* _Available data_:
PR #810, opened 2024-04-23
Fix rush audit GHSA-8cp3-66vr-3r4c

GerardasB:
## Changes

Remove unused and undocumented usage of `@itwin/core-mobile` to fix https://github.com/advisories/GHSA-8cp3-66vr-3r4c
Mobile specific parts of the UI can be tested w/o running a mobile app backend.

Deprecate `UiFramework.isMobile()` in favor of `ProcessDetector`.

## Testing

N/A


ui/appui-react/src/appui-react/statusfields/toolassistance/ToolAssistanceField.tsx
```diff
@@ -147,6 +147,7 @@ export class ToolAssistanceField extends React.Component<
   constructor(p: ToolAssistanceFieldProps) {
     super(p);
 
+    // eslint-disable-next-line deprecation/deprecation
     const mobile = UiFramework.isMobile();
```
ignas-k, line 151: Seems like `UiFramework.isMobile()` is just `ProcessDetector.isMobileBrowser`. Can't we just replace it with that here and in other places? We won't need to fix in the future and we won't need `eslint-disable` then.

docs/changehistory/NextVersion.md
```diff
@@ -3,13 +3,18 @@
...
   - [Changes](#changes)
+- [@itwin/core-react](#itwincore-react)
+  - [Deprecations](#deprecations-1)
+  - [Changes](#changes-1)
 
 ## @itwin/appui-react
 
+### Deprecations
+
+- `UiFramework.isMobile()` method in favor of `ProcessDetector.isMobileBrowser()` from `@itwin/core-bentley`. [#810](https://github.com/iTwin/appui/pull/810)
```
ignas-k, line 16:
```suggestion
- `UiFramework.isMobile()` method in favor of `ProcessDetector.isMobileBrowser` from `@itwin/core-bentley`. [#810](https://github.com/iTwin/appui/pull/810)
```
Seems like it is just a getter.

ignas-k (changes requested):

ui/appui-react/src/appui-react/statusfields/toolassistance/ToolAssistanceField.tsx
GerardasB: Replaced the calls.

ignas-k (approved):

* * *

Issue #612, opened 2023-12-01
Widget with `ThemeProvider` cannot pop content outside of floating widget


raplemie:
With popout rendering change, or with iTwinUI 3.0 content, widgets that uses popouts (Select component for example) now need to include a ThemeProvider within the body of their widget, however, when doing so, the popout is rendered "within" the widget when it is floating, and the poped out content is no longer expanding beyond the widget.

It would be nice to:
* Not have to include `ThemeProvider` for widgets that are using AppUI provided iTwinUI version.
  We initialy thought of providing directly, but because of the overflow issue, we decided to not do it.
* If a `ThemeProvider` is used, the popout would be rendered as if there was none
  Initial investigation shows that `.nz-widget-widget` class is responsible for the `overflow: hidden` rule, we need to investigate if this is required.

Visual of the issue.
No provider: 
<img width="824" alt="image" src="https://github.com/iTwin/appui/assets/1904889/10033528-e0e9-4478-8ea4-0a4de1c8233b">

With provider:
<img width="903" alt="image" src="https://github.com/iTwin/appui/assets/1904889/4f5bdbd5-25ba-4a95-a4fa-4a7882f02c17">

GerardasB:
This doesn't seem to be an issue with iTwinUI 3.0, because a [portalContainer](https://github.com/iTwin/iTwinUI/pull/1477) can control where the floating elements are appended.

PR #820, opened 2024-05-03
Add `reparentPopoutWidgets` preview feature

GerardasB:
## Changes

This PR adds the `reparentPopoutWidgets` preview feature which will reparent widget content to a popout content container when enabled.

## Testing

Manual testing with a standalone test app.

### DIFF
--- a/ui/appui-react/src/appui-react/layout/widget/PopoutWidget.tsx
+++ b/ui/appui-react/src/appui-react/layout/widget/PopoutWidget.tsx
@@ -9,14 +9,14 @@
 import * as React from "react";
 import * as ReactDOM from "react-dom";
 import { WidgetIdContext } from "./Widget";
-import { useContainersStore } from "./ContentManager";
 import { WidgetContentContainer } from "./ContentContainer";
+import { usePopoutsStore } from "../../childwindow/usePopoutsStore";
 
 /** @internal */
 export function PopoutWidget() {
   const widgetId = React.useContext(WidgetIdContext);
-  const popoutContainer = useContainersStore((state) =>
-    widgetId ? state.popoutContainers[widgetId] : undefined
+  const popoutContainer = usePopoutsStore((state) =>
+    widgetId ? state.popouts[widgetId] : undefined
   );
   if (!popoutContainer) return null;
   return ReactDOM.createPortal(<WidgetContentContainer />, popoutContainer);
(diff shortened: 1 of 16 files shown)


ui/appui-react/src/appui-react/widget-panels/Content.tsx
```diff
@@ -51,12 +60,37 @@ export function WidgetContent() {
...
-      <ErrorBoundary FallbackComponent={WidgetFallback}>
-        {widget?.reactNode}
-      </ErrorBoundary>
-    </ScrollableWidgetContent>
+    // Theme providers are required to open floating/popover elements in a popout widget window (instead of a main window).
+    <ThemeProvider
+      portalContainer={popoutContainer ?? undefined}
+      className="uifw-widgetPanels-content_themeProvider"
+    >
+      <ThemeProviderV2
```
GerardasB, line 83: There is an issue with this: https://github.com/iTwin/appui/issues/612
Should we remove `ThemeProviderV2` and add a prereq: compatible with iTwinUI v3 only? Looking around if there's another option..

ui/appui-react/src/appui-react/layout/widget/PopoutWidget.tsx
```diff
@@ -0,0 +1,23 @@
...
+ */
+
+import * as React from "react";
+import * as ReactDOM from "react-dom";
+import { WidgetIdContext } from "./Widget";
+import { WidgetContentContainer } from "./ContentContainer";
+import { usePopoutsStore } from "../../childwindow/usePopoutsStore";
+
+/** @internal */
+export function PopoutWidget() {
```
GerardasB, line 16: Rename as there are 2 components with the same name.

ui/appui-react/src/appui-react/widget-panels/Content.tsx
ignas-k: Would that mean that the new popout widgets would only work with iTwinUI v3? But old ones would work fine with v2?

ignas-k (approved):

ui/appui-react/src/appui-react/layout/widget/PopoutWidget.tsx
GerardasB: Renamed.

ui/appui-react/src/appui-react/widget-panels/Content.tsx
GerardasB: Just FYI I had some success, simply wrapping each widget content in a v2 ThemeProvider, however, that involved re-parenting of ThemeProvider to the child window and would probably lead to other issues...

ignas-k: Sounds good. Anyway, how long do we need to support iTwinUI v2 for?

--

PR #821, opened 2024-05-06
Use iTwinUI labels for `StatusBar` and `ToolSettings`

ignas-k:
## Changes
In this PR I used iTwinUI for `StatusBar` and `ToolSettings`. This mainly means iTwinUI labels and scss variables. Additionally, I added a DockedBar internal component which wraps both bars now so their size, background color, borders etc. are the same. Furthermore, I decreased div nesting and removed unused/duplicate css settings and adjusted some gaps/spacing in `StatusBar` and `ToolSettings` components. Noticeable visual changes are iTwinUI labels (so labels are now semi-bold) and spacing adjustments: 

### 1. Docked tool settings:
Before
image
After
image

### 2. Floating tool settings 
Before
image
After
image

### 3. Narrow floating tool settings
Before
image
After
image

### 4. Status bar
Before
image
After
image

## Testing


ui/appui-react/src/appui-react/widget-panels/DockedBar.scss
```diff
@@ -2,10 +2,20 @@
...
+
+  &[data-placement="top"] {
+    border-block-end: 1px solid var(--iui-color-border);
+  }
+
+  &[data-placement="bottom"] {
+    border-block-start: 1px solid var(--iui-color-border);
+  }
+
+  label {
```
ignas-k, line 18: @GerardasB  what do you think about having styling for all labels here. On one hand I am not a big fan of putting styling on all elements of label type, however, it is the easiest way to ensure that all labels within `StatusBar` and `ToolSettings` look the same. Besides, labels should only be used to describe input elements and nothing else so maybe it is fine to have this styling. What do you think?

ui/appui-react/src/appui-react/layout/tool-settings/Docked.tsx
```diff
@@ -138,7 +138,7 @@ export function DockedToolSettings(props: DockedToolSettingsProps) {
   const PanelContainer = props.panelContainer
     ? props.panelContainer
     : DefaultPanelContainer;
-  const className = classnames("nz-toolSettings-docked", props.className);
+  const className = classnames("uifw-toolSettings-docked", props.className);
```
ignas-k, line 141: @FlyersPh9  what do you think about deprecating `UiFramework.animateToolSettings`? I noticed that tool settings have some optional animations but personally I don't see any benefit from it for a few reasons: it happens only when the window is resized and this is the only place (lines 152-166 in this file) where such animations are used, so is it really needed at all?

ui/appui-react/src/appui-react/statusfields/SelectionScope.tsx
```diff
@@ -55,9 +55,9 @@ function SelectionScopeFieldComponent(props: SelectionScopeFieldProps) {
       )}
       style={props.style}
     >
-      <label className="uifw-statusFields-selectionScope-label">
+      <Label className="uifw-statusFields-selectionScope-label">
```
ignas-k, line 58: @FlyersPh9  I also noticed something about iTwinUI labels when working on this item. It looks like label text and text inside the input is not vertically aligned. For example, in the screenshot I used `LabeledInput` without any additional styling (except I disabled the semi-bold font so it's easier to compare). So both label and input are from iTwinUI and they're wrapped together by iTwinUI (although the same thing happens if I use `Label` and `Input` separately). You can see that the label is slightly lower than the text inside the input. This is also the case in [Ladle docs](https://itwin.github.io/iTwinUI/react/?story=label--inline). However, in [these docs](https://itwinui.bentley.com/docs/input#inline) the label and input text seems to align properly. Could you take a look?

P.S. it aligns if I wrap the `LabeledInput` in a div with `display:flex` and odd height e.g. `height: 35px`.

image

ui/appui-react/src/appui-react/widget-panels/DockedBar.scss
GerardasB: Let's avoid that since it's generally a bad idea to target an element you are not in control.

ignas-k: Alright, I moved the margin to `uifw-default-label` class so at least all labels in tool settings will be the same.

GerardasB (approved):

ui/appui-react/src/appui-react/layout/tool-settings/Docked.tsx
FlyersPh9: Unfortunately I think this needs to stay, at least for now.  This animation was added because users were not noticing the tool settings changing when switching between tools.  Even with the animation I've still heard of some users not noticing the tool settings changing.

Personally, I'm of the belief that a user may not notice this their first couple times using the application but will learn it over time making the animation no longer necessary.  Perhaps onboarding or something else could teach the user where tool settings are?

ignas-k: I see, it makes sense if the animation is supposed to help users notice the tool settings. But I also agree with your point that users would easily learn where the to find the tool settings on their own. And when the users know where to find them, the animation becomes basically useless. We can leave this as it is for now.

* _Try it_: Your answer should be only the number of lines in the records that hold the word "favor".

* _Response area_: 3